§ **Problem requirements**: Begin at the line below that has "add satUSD v2 to BOB" and stop after the line that has "PR #10134, opened 2025-07-10". Please restate only those lines, word for word.
======== Input for this task ========
PR #464, opened 2018-10-24
[3.12.x] upgrade fixes

vpodzime:
Three things that should fix issues with upgrading from older versions.


cf-bottom:

PR #465, opened 2018-10-24
[3.10.x] upgrade fixes

vpodzime:

PR #468, opened 2018-10-30
Get running services from lines matching exactly what we expect

vpodzime:
When saving state we are extracting names of CFEngine services
that are running. The recognized sevices are the ones starting
with the 'cf-' prefix and the 'cfengine3.service'. Everything
else has to be ignored, otherwise the 's//' sed command fails and
we get full lines from the 'systemct list-units' output in the
state snapshot which is supposed to only list the running
services and nothing else.

Ticket: ENT-4082

### DIFF
--- a/packaging/common/script-templates/script-common.sh
+++ b/packaging/common/script-templates/script-common.sh
@@ -43,7 +43,7 @@ esac
 
 get_cfengine_state() {
     if type systemctl >/dev/null 2>&1; then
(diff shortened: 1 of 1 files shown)


cf-bottom:

vpodzime:
Added to commit to still-to-be-merged PRs https://github.com/cfengine/buildscripts/pull/464 and https://github.com/cfengine/buildscripts/pull/465

PR #477, opened 2018-11-09
ENT-4231: Preserve the 'pg_hba.conf' file on upgrades

vpodzime:
This file defines access control for PostgreSQL and must be
preserved on upgrade. It may be granting extra access (e.g. in
the HA setup), but it may also be blocking some of the defaults.

Changelog: None


cf-bottom:

PR #485, opened 2018-11-19
[3.12.x] CFE-2949: Do not use '-r' with 'sed' when saving state on upgrade

vpodzime:
Some platforms don't have this fancy feature of their 'sed'
tool. It's okay to use it on the systemd-based platforms though,
these are new enough.

(cherry picked from commit ad3c50df7dcb02724af4a4746c24e27046a20858)


cf-bottom:

PR #488, opened 2018-11-19
[3.12.x] CFE-2949: Use 'awk' instead of 'sed' to save state on upgrade

vpodzime:
'sed' doesn't support the '-r' option on old platforms (exotics)
and also its interpretation of regular expressions is a
mystery. 'awk' seems to work much more reliably.

(cherry picked from commit 9ce8e6dfcb5a1d37ed5ceca81d244cdafffcc15a)


cf-bottom:

PR #494, opened 2018-11-21
Refactor how we check if PostgreSQL should be prepared for migration

vpodzime:
Having the same check in two places is error prone to not
updating both places with changes. Exactly as it happened
recently in 7c515c832b.

Doing the check once and storing the result is better and will
also make it easier to change the check to something more complex
doing decisions on version differences and not hardcoded values.

### DIFF
--- a/packaging/common/cfengine-hub/preinstall.sh
+++ b/packaging/common/cfengine-hub/preinstall.sh
@@ -15,10 +15,16 @@ if is_upgrade; then
     fi
 fi
 
-BACKUP_DIR=$PREFIX/backup-before-postgres11-migration
-
 # If upgrading from a version below 3.13 that has PostgreSQL, and the data dir exists.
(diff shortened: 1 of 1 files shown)


cf-bottom:

vpodzime:
Works!

packaging/common/cfengine-hub/preinstall.sh
```diff
@@ -15,10 +15,16 @@ if is_upgrade; then
     fi
 fi
 
-BACKUP_DIR=$PREFIX/backup-before-postgres11-migration
-
 # If upgrading from a version below 3.13 that has PostgreSQL, and the data dir exists.
 if is_upgrade && egrep '^3\.([6-9]|1[012])\.' "$PREFIX/UPGRADED_FROM.txt" >/dev/null && [ -d "$PREFIX/state/pg/data" ]; then
+  alias migrating_postgres='true'
+else
+  alias migrating_postgres='false'
```
olehermanse: 🤦‍♂️

PR #496, opened 2018-11-29
Check for presence of $BACKUP_DIR/data, not $BACKUP_DIR, when restoring DB

Lex-2008:


cf-bottom:

PR #498, opened 2018-11-29
Fix platform_service() on AIX in RPM packages

vpodzime:
The 'cfengine3' init script is under /etc/rc.d/init.d on AIX. We
already have functions for these tweaks, let's just use them
more.

Ticket: ENT-4305
Changelog: Fix running cfengine3 init script path in AIX RPMs


cf-bottom:

PR #500, opened 2018-11-30
WIP: Close the console FD on upgrade

vpodzime:


cf-bottom (changes requested):
Please use a company e-mail instead of v***@mykolab.com

PR #967, opened 2022-04-15
ENT-8498: Stopped loading Apache substitute module by default on Enterprise Hubs

nickanderson:
Since we do not use the functionality provided by this module, we should not
load it by default.

Ticket: ENT-8498
Changelog: Title


cf-bottom:

PR #970, opened 2022-04-15
ENT-8499: Stopped loading Apache mod_spelling by default on Enterprise Hubs

nickanderson:
We do not use the features provided by this module so we should not load it by
default.

Ticket: ENT-8499
Changelog: Title


cf-bottom:

PR #971, opened 2022-04-15
ENT-8499: Stopped loading Apache mod_spelling by default on Enterprise Hubs (3.18)

nickanderson:
We do not use the features provided by this module so we should not load it by
default.

Ticket: ENT-8499
Changelog: Title
(cherry picked from commit d7ae6384014be5d10a574cffe4fcb2bcedb2bb76)


cf-bottom:

PR #973, opened 2022-04-18
ENT-8497: Stopped loading Apache mod_version by default on Enterprise Hubs

nickanderson:
We do not use the functionality provided by this module, so we should  not load
it by default.

Ticket: ENT-8497
Changelog: Title


cf-bottom:

PR #974, opened 2022-04-18
ENT-8497: Stopped loading Apache mod_version by default on Enterprise Hubs (3.15)

nickanderson:
We do not use the functionality provided by this module, so we should  not load
it by default.

Ticket: ENT-8497
Changelog: Title
(cherry picked from commit 0ca6df74c6c5a967556fe002dd23af12bb6a69a6)


cf-bottom:

PR #8708, opened 2024-12-02
Change sacra image and remove parent protocol

alexandersazonof:


defi/src/protocols/data3.ts
```diff
@@ -62195,7 +62195,6 @@ const data3: Protocol[] = [
     twitter: "sacra_fi",
     forkedFrom: [],
     oracles: [],
-    parentProtocol: "parent#tetu",
```
Define101, line 62198: Why remove this?

alexandersazonof: Because its different projects

alexandersazonof: @Define101 I can return if its important

realdealshaman: @alexandersazonof we also group projects together when they are part of the same team. I notice that they are all being worked on from the tetu github repo

alexandersazonof: return parent protocol

alexandersazonof: @realdealshaman ping

PR #8746, opened 2024-12-05
Update Upshift Category

krishnafractol:


realdealshaman:
Hey @krishnafractol considering that the strategy is for users to lock tokens in a vault that will then be managed by a strategist. I believe that the best category is Managed Token Pools.

'Managed Token Pools':	'Protocols where token pools are actively controlled and managed by a designated operator or governance',

PR #8790, opened 2024-12-11
Add-pyth-new-protocols

mariobern:
gm llama sirs

adding Satori that has integrated with the Pyth oracle

https://docs.satori.finance/perpetual-trading/index-price

thank you


mariobern:
image

PR #8811, opened 2024-12-13
Fraxtal:Fraxlend - Oracle Provider Update 12/13/2024

tom2o17:


tom2o17:
Hey @realdealshaman, 

I can add it to the frax docs if you would like. 

Otherwise the pairs are visible through the UI [here](https://app.frax.finance/fraxlend/available-pairs): 
Screenshot 2024-12-16 at 11 41 23 AM

And on the contracts themselves [here](https://fraxscan.com/address/0x1174B74aCB27CB20F2ACD12a324deD7a1ce16041#readContract): 
Screenshot 2024-12-16 at 11 41 48 AM

realdealshaman:
@tom2o17 thanks for the additional info :pray: , from the market data, it seems that these two are very small still. Not enough deposits in them to attribute the Security of the entire TVL to API3. If these markets are later 50% of the TVL or if API3 is used for others and end up providing data for the majority of the TVL we can update the "oracle used for securing" info

PR #8816, opened 2024-12-15
update bluefin oracle

aka-poke:
saw an update on Bluefin and take it to myself to create a PR for Bluefin oracle 

https://learn.bluefin.io/bluefin/bluefin-exchange/trading/oracle-and-index-price#oracle-price


realdealshaman:
Hey @aka-poke thanks for the PR! I was able to look through the docs and it seems that it is referring to the Bluefin perps product which is listed at id: 2625 on data2.ts and not the AMM

realdealshaman:
no problem, Thanks for the PR! :pray:

PR #8860, opened 2024-12-18
swap price update

waynebruce0x:


coins/src/updateCoin.ts
```diff
@@ -0,0 +1,92 @@
...
+
+    if (PK in bulk && bulk[PK] > unixStart - margin / 2) return;
+    writes.push(
+      ...[
+        {
+          PK: `coingecko#${id}`,
+          SK: 0,
+          price,
+          mcap,
+          timestamp: SK,
```
0xngmi, line 63: maybe we also store current timestamp as a new field? that way if a coin is outdated we wont keep requesting updates

waynebruce0x: added a case for this in next commit

PR #8866, opened 2024-12-19
Update Gearbox category, description and audits link.

de-snake:
The new category is on the website, in materials, in new vision, and interface. Description is changed accordingly
- landing proof: https://gearbox.fi/
- interface app proof: https://app.gearbox.fi/lending


realdealshaman:
Hey @de-snake thanks for the PR! Will this "Lending" be a new product? If deposits will be held separately, then it is better to create a new adapter for the Gearbox Lending and we can also do a new listing

de-snake:
Hey. No, lending is the main product and it is already being utilized as a lending protocol
The 1-click leverage interface may be more popular for now, but that's only a frontend ux feature that simplifies interaction with a core lending protocol

Comparing to other protocols:
- Contango is a pure FE, has no own liquidity sources, hard to use for simple borrowing
- Alpaca/Extra finance etc are pure leveraged farms, have its own liquidity but no option to simply borrow because of the single vault-based architecture (afaik)
- Aave is a pure lending protocol: own liquidity, but without UX optimizers atop of it it's hard to loop to a high leverage

Gearbox has its own liquidity, architecture is flexible for all the mentioned usecases (i.e. we have built-in multicalls & router to abstract swapping, staking, redeeming and other actions that can be needed to create and unwrap a complex defi positions involving borrowed tokens)

de-snake:
@realdealshaman pinging for visibility

PR #8879, opened 2024-12-19
Update Javsphere Platform infos and token

rogi-sh:
Project update and add important infos


realdealshaman:
Hey @rogi-sh thanks for the PR! There's no need to add mapping for your token, we already price it. Please remove those changes and we can merge your PR

rogi-sh:
@realdealshaman done. Just wondered why the token price is not on the main page.

PR #8889, opened 2024-12-20
added Pyth oracle for Echo Lending

echo-pro-dev:
added Pyth oracle for Echo Lending

### DIFF
--- a/defi/src/protocols/data3.ts
+++ b/defi/src/protocols/data3.ts
@@ -53377,7 +53377,7 @@ const data3: Protocol[] = [
     cmcId: null,
     category: "Lending",
     chains: ["Aptos"],
-    oracles: [],
+    oracles: ["Pyth"],
     forkedFrom: [],
     module: "echo-lending/index.js",
     twitter: "EchoProtocol_",


realdealshaman:
Hey @echo-pro-dev thanks for the PR! Are there some docs that we can reference for info on the way the oracle is being used?

echo-pro-dev:
Currently, all assets on Echo Lending use Pyth Oracle prices.
Usage scenarios:
  1. After the user deposits asset A, the total value of asset A can be calculated based on the price, and then the maximum borrowable value can be calculated based on the LTV.
  2. When the user borrows asset B, the maximum borrowable amount will be calculated based on the maximum borrowable value and the price of B.
  3. When the user needs to be liquidated, the latest price must be updated before the liquidation operation can be performed.

Here are the related codes:
Echo Oracle based on Pyth, https://explorer.aptoslabs.com/account/0xf8e9225f460f75e2ffde5c6da5cd99aea2a3d14e93b18327a43a11c1c57c5ae0/modules/run/oracle/add_asset?network=mainnet

Liquidation interfaces, https://explorer.aptoslabs.com/account/0xeab7ea4d635b6b6add79d5045c4a45d8148d88287b1cfa1c3b6a4b56f46839ed/modules/run/router/liquidation_coin?network=mainnet

realdealshaman:
Thanks for the additional info and links :+1:

PR #8943, opened 2024-12-27
add pyth to tren + neutral trade

mariobern:
gm llama sirs

adding Tren that uses both Pyth and Chainlink, as well as Neutral Trade that uses Pyth

Tren
https://docs.tren.finance/protocol/asset-risk/oracle-risk

Neutral Trade
https://docs.neutral.trade/additional-info/pyth-oracles

thank you


realdealshaman:
@mariobern thanks for the PR!

PR #8954, opened 2024-12-30
>100 new gecko id's and utility functions

SecureZer0:
i added >100 new gecko_ids for tokens by matching the twitter handle and or the homepage url to that on coingeckos /coins endpoint. 

I added some filtering to reduce potential errors like adding stablecoins or restaked token inplace of the desired equity-like tokens and not entering tokens without a current price

I then went through the list of new entries and checked for any incorrect coingecko_ids, i still believe its worth creating tests that checks to see if any gecko_ids are incorrect, for both this data and existing data in defillama

The utility function to insert coingecko_ids to the data1/2/3.ts & parentProtocol.ts files are in defi/src/cli/


0xpeluche:
#8969

PR #10070, opened 2025-06-28
Update data.ts to update Paintswap

DoughBender:
Updated Paintswap url, description, category + added Sonic network.


realdealshaman:
Hey @DoughBender, thanks for the PR! A few things can’t be changed:
	•	The chain: "Fantom" field reflects the original deployment chain and shouldn’t be updated.
	•	We can’t add multiple categories or contract addresses.
	•	Since the TVL code hasn’t changed, the category must remain the same — to use nft marketplace, the adapter needs logic for NFT-specific data.
	•	We also can’t include Sonic in chains: [] until it’s supported in the TVL adapter. We have checks to prevent adding unsupported chains.

Please adjust the PR accordingly — thanks!

DoughBender:
Greetings @realdealshaman 

Thanks for the feedback, and appreciate the clarification.

Just to provide more context:

Fantom has rebranded to Sonic, and Paintswap migrated its core infrastructure along with the BRUSH token to Sonic. The BRUSH token currently exists on both Fantom and Sonic, but Sonic is expected to fully phase out Fantom over time. Paintswap on Sonic is live and actively supported, with distinct contracts and growing TVL.

Our goal was to ensure Sonic gets properly reflected in the metadata to help users discover where Paintswap is actively operating today. That said, we understand chain should reflect the original deployment, and that chains requires adapter support. 

How can we get about providing Sonic support to our BRUSH token? Should we start a separate token listing for the BRUSH in Sonic?

Will appreciate any lead. Thank you

DoughBender:
Hello @realdealshaman . 

Apologies of the lapse. We do have this endpoint: https://api.paintswap.finance/v2/stats/
Can we use this with the adapter and make a new listing for "Paintswap Sonic"?

realdealshaman:
@DoughBender we can just close it, once the new adapter is ready, I'll do the new listing, update the names and add them both under a PaintSwap parent listing

DoughBender:
Okay. That sounds like a plan. Will close this for now and will do a PR on /adapters. will keep this PR as reference. 

Thank you very much for your assistance.

PR #10090, opened 2025-07-02
Mark-dead-urls

FrozenEcho44:
Set `deadUrl: true` for 475 projects with parked or unreachable domains.

Detection methodology:

129 URLs identified by parking page patterns
27 URLs identified by content analysis
303 URLs identified by network errors (220 DNS resolution failures, 72 certificate errors, 11 SSL protocol errors)

### DIFF
--- a/defi/src/protocols/data3.ts
+++ b/defi/src/protocols/data3.ts
@@ -10749,15 +10749,16 @@ const data3_1: Protocol[] = [
   },
   {
     id: "3179",
-    name: "GoGoPool",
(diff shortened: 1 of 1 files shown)


defi/src/protocols/data3.ts
```diff
@@ -10749,16 +10749,15 @@ const data3_1: Protocol[] = [
   },
   {
     id: "3179",
-    name: "Hypha",
```
0xngmi, line 10752: why this change?

PR #10128, opened 2025-07-09
add satUSD v2 to BOB

mastilver:


realdealshaman:
Hey @mastilver thanks for the PR, but adding this entry isn't needed since we already track the price of that address:

https://coins.llama.fi/prices/current/bob:0xecf21b335B41f9d5A89f6186A99c19a3c467871f

PR #10134, opened 2025-07-10
Update glif project info

Schwartz10:


realdealshaman:
Hey @Schwartz10 thanks for the PR! To add a chain to the listing we need to add it to the adapter first: https://github.com/DefiLlama/DefiLlama-Adapters/blob/main/projects/glif/index.js

Do you have a link to the audits, it could be in a github file or a link to the audits page in the docs? We don't actually use the audit_note field in the listing so we'll need to revert those changes please

PR #10174, opened 2025-07-14
correct hOHM token mapping

frontier159:


frontier159:
> Right now we havent got code for finding prices from kodiak pools

Ah ok - it's a fork of uniswap v3. Do you have that code available and can you link me to it? 

I can ask the Kodiak team to implement - it might really help save some of your time!

PR #10196, opened 2025-07-16
Add oracle for xstocks and dead url true for gmd protocol

KPHEMRAJ:
Source : https://x.com/xStocksFi/status/1942192950882259303 and https://x.com/xStocksFi/status/1939761143922532548?t=vF7ER9vvW-2Rrm6cNbcU6A&s=19

### DIFF
--- a/defi/src/protocols/data2.ts
+++ b/defi/src/protocols/data2.ts
@@ -21461,6 +21461,7 @@ const data2: Protocol[] = [
     audit_links: ["https://solidity.finance/audits/GMDAOVault"],
     listedAt: 1669732077,
     governanceID: ["snapshot:gmdgovernance.eth"],
+    deadUrl: true
   },
   {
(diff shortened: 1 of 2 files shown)


realdealshaman:
Hey @KPHEMRAJ thanks for the PR! For new oracle entries we need to use oraclesBreakdown. We have more info on it here:
https://docs.llama.fi/list-your-project/oracles-tvs#explanation-of-oraclesbreakdown

KPHEMRAJ:
> p.s. we need to know how each oracle is working within the project so that we can set they to the correct type: Primary, Secondary, Fallback, Aggregator etc

Hey @realdealshaman thanks for the info. I am removing oracle part bcz of insufficient data, can we go ahead as gmd protocol url is dead

realdealshaman:
thanks for the PR

PR #10212, opened 2025-07-17
Fix StakeDAO Protocol Listing Information

warrenception:


realdealshaman:
Hey @warrenception thanks for the PR! To add Fraxtal and Base to the chains mapping, they need to be added to the projects adapter first. Here: https://github.com/DefiLlama/DefiLlama-Adapters/blob/main/projects/stakedao/index.js

PR #10250, opened 2025-07-23
digift

waynebruce0x:


coins/src/adapters/rwa/digift.ts
```diff
@@ -41,5 +41,6 @@ export async function digift(timestamp: number = 0) {
   const writes: Write[] = [];
   await getTokenPrices("ethereum", timestamp ,writes);
   await getTokenPrices("arbitrum", timestamp, writes);
+  await getTokenPrices("plume", timestamp, writes);
```
ckp-0217, line 44: Could you help change "plume" to "plume_mainnet"? We have already switched the chain in DefiLlama-Adapters.

PR #10279, opened 2025-07-27
Update `Blueberry` Description

Gornutz:
Update to reflect the relaunch of blueberry now on Hyperliquid L1.


realdealshaman:
Hey @Gornutz you need to create a new adapter for the new version and we will need to do a new listing for it that we can name blueberry v2

PR #11867, opened 2026-04-28
add usdnr and M prices on fluent

RohanNero:
## Summary by CodeRabbit

* **New Features**
  * Added USDnr token support on the Fluent chain with per-token price calculations.
  * Updated token mappings for the citrea network and introduced new Fluent network mapping with M token configuration.


RohanNero:
#11881

PR #11868, opened 2026-04-28
 Move misrepresented token lookup down in token search as importAdapter is sync

ratik:
### Summary
* change _protocolHasMisrepresentedTokens to sync as importAdapter is sync as well
*  Move misrepresented token lookup down in token search as importAdapter is sync and there is possible early exit

## Summary by CodeRabbit

* **Refactor**
  * Protocol validation now checks TVL shape and match count first; token misrepresentation checks run only for protocols that pass these validations. Misrepresentation checks were changed from asynchronous/concurrent evaluation to synchronous/sequential evaluation and now return an explicit boolean result, yielding more predictable and consistent validation behavior.


ratik:
@coderabbitai review

PR #11883, opened 2026-04-29
fix: stop api test fallthrough

NFToby:
add missing break after 'api-test-stop' to prevent fallthrough, which could incorrectly trigger spike command when stopping API tests.

## Summary by CodeRabbit

* **Bug Fixes**
  * Fixed an issue where stopping API tests could inadvertently trigger unintended operations.


g1nt0ki (approved):
nice catch

PR #11886, opened 2026-04-30
fix(coins/coingeckoPlatforms): preserve leading character in padAddress when input has no 0x prefix

AimenHallou:
## Summary

`padAddress` in `coins/src/utils/coingeckoPlatforms.ts` (lines 33-39) has a small but real bug when the input lacks a `0x` prefix:

```ts
const data = address.substring(address.indexOf(prefix) + prefix.length);
```

`indexOf("0x")` returns `-1` when the prefix is absent, so this becomes `substring(-1 + 2)` = `substring(1)`, silently dropping the first character. `padAddress("1234", 8)` returns `"0x000234"` (missing the leading `1`) instead of `"0x001234"`.

## Fix

```ts
const data = address.startsWith(prefix) ? address.slice(prefix.length) : address;
```

This treats a missing prefix as "the whole input is the data part" rather than chopping a character off.

## Tests

Adds a `describe('padAddress', ...)` block to the existing `coingeckoPlatforms.test.ts` covering five cases: with-prefix, without-prefix (the regression case for this bug), empty input, input that is just the prefix, and the default-length path. Run with `npx jest src/utils/coingeckoPlatforms.test.ts --no-coverage` from `coins/`.

## Honest framing

This is a latent bug. Every current caller (`lowercase()` on the starknet path, the `processCoin` and `getWrites` flows that feed it) passes addresses that already start with `0x`, so the bug is invisible in production today. This PR is defensive hardening: fix the helper so it does what its name says regardless of input shape, and lock the corrected behavior with tests so future callers can rely on it without rediscovering the edge case. No public API change.

## Summary by CodeRabbit

* **Bug Fixes**
  * Fixed address processing logic to correctly handle addresses with different formatting variations, preventing errors when addresses lack expected prefix patterns.

* **Tests**
  * Added comprehensive test coverage for address validation, including edge cases for multiple input formats and prefix scenarios.

### DIFF
--- a/coins/src/utils/coingeckoPlatforms.ts
+++ b/coins/src/utils/coingeckoPlatforms.ts
@@ -32,7 +32,7 @@ export interface CoinMetadata {
 
 export function padAddress(address: string, length: number = 66): string {
   let prefix = "0x";
-  const data = address.substring(address.indexOf(prefix) + prefix.length);
+  const data = address.startsWith(prefix) ? address.slice(prefix.length) : address;
   const zeros = length - prefix.length - data.length;
   for (let i = 0; i < zeros; i++) prefix += "0";
   return prefix + data;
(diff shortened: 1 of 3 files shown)


AimenHallou:
@coderabbitai review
========
§ **Solution below**:
add satUSD v2 to BOB

mastilver:


realdealshaman:
Hey @mastilver thanks for the PR, but adding this entry isn't needed since we already track the price of that address:

https://coins.llama.fi/prices/current/bob:0xecf21b335B41f9d5A89f6186A99c19a3c467871f

PR #10134, opened 2025-07-10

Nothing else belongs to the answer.